Work to be completed —
Indicate only the number of lines in the listing below in which the word "shown" appears.

Excerpted data —
────────────────
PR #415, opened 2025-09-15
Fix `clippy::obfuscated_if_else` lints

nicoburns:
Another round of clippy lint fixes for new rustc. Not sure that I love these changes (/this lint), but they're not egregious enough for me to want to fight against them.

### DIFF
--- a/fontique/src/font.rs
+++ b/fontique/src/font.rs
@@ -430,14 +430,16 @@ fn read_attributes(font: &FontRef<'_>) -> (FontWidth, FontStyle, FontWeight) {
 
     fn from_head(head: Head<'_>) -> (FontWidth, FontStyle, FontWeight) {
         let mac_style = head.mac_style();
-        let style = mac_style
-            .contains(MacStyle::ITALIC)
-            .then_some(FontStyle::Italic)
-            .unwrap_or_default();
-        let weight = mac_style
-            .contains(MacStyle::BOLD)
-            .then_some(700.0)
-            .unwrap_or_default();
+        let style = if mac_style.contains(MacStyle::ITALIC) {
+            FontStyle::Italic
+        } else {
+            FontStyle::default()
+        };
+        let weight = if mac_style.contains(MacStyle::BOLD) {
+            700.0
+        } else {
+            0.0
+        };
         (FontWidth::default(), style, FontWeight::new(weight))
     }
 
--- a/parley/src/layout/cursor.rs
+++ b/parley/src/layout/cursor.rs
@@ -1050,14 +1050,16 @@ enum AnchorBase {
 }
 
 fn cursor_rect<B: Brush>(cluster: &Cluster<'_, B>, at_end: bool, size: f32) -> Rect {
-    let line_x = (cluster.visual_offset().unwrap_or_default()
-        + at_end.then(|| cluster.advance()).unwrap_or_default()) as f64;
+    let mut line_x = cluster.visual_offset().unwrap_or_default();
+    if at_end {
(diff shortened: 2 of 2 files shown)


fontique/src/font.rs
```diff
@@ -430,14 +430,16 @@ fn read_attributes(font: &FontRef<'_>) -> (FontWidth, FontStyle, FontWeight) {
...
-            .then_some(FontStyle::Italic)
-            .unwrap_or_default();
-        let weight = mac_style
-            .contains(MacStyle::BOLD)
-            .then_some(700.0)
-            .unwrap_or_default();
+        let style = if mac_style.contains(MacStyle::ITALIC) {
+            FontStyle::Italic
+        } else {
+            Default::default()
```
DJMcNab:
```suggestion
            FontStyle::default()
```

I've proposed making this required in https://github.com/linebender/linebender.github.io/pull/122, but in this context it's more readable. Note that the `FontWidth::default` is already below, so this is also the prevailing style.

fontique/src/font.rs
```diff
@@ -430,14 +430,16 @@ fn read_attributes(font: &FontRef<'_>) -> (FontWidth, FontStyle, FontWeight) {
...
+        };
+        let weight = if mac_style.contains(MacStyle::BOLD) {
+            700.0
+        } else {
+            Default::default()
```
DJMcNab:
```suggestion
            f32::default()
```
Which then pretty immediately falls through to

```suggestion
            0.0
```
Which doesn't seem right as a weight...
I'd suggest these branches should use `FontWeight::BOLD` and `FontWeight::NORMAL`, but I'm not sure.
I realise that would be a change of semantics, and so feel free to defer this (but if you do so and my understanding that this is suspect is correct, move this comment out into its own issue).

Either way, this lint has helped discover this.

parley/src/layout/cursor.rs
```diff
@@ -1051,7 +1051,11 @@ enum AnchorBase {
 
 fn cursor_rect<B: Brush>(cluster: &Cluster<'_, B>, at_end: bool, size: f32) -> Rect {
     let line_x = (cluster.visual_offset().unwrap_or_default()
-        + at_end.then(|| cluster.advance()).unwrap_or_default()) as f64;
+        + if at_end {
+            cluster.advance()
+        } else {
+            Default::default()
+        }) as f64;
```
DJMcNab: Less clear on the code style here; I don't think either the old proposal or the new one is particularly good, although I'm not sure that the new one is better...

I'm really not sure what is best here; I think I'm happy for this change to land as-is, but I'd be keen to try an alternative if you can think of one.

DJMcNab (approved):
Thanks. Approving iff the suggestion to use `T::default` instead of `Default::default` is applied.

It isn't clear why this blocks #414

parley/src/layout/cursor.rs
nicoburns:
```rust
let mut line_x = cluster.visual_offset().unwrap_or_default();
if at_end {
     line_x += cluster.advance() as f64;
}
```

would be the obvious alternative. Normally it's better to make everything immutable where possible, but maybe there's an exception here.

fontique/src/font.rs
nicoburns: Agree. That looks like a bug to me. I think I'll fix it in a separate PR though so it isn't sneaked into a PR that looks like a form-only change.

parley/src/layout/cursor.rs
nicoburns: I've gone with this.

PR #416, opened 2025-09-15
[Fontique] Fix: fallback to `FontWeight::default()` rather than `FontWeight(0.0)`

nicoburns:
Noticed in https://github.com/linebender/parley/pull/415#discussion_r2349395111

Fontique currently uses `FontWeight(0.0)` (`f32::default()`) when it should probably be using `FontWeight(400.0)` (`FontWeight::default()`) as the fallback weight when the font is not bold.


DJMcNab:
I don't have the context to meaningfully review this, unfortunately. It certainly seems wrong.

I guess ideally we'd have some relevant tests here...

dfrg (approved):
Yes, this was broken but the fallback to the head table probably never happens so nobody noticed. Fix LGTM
────────────────
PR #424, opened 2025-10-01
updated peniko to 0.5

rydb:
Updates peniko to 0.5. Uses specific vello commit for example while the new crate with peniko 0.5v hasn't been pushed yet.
────────────────
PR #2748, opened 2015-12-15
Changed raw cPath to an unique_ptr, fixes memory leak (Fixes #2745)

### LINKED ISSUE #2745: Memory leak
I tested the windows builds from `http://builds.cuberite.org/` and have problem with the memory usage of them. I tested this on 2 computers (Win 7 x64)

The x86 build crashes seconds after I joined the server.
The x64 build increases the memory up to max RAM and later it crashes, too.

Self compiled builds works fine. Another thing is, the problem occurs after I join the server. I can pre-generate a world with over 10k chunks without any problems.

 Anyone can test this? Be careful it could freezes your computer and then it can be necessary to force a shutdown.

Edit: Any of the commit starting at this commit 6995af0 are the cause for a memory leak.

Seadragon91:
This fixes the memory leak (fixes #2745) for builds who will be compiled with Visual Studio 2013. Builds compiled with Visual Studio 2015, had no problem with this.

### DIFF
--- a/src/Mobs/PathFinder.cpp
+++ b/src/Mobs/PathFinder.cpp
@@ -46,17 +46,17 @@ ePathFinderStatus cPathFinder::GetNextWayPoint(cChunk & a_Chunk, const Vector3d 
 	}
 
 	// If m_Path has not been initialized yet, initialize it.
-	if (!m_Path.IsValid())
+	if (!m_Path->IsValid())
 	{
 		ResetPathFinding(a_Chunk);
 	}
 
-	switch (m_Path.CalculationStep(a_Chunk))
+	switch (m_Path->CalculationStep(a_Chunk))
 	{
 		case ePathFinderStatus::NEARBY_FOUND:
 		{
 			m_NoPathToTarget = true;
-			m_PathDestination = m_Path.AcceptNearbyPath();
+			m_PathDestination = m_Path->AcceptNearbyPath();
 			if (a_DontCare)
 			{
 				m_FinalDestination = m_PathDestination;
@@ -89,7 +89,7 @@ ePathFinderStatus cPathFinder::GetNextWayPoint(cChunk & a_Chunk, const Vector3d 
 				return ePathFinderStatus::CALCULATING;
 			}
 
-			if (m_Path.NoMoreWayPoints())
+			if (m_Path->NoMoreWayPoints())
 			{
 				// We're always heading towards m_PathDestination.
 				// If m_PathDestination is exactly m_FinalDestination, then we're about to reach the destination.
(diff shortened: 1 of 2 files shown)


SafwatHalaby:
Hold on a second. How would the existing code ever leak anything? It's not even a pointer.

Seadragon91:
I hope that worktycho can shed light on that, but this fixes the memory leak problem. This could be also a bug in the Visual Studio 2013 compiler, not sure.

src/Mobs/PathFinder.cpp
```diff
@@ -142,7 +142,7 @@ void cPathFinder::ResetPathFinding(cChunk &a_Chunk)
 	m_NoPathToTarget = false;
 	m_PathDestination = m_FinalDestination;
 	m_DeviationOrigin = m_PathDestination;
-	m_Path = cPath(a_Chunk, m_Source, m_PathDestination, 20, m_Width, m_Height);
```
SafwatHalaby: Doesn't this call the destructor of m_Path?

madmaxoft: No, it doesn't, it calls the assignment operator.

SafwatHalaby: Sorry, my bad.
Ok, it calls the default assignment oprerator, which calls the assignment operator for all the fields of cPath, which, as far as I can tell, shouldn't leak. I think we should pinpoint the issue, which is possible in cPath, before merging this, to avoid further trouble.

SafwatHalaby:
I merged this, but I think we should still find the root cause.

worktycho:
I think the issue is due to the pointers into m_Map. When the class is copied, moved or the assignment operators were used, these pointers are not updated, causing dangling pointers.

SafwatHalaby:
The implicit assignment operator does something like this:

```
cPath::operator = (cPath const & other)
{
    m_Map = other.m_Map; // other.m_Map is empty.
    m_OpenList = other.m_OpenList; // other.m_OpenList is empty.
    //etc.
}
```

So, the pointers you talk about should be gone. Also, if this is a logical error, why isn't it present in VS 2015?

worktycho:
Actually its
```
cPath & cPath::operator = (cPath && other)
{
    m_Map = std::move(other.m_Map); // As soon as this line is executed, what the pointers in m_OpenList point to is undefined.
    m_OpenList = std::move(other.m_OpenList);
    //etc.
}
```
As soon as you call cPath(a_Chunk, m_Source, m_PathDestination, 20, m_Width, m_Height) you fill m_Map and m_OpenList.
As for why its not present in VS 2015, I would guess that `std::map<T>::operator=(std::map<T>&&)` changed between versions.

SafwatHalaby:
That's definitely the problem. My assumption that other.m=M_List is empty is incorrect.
────────────────
Solved problem —
2